Data items

►

Issue #476, opened 2020-10-03
Verify Multisig Receive Address on Coldcard Fails


liquidso:
### Problem Description:
Multisig receive address fails to display on Coldcard

### To reproduce:

- 1. On Specter-Desktop: Your Wallet > Receive > Display address on device:
- 2. Verify address on your Coldcard but fails with below error msg.

Traceback (most recent call last):
  File "/home/liquid/.local/lib/python3.8/site-packages/cryptoadvance/specter/util/json_rpc.py", line 35, in jsonrpc
    response["result"] = method(**request["params"])  # dict -> **kwargs
  File "/home/liquid/.local/lib/python3.8/site-packages/cryptoadvance/specter/helpers.py", line 38, in wrapper_fn
    return fn(*args, **kwargs)
  File "/home/liquid/.local/lib/python3.8/site-packages/cryptoadvance/specter/hwi_rpc.py", line 214, in display_address
    raise Exception(status["error"])
Exception: Multisig descriptor must include all pubkeys

Environment:

- Python 3.8.5
- Specter Version: 0.8.1
- Linux Distro: MANJARO

mflaxman:
Confirmed I'm getting the same on 98bbcf28455504a1335597946c74b7878d8b6458 on python 3.8.5 MacOS 10.15.6.
```
[2020-10-08 17:58:23,395] INFO in _internal: 127.0.0.1 - - [08/Oct/2020 17:58:23] "POST /hwi/api/ HTTP/1.1" 200 -
Traceback (most recent call last):
  File "/Users/mflaxman/workspace/specter-desktop/src/cryptoadvance/specter/util/json_rpc.py", line 35, in jsonrpc
    response["result"] = method(**request["params"])  # dict -> **kwargs
  File "/Users/mflaxman/workspace/specter-desktop/src/cryptoadvance/specter/helpers.py", line 38, in wrapper_fn
    return fn(*args, **kwargs)
  File "/Users/mflaxman/workspace/specter-desktop/src/cryptoadvance/specter/hwi_rpc.py", line 214, in display_address
    raise Exception(status["error"])
Exception: Multisig descriptor must include all pubkeys
```

mflaxman:
This is a confusing one...

[...]

PR #496, opened 2020-10-09
add pip-compile and hash support for security/reproducibility

mflaxman:
I'm running into a strange bug in https://github.com/cryptoadvance/specter-desktop/issues/476, and I suspect that broken versioning is at play (though I'm not certain) so I decided to add this to specter, especially since it is very good for security. Read more about `--require-hashes` [here](https://lil.law.harvard.edu/blog/2019/05/20/improving-pip-compile-generate-hashes/).

I updated the steps for pip to first install from `requirements.txt` and then second `install -e .` as this [seems to be the best practice for validating those hashes on build](https://stackoverflow.com/questions/46835953/hash-checking-in-setup-py-install-requires) (kind of hackey).


mflaxman:
Foiled by my own `black`ifier being down! This does indeed pass locally:
```
$ black . --check
All done! ✨ 🍰 ✨
64 files would be left unchanged.
```

mflaxman:
Black is now fixed in https://github.com/cryptoadvance/specter-desktop/pull/497

Once that is merged this should pass.

mflaxman:
Black passes again, this is ready to merge! (Don't know how to get TravisCI to run)

k9ert:
Thank you very much! This is really awesome PR. I didn't knew that this is possible and also haven't understood all implications but this is definitely very usefull. I tested the branch and the pip-installation worked. So this LGTM, i'd merge.
@ben-kaufman  and @stepansnigirev please confirm, at least one of you!

stepansnigirev:
Looks good to me!

stepansnigirev (approved):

◄

### Brief
Go through the records above and return every line that holds the string "Users".

### Task output
  File "/Users/mflaxman/workspace/specter-desktop/src/cryptoadvance/specter/util/json_rpc.py", line 35, in jsonrpc
  File "/Users/mflaxman/workspace/specter-desktop/src/cryptoadvance/specter/helpers.py", line 38, in wrapper_fn
  File "/Users/mflaxman/workspace/specter-desktop/src/cryptoadvance/specter/hwi_rpc.py", line 214, in display_address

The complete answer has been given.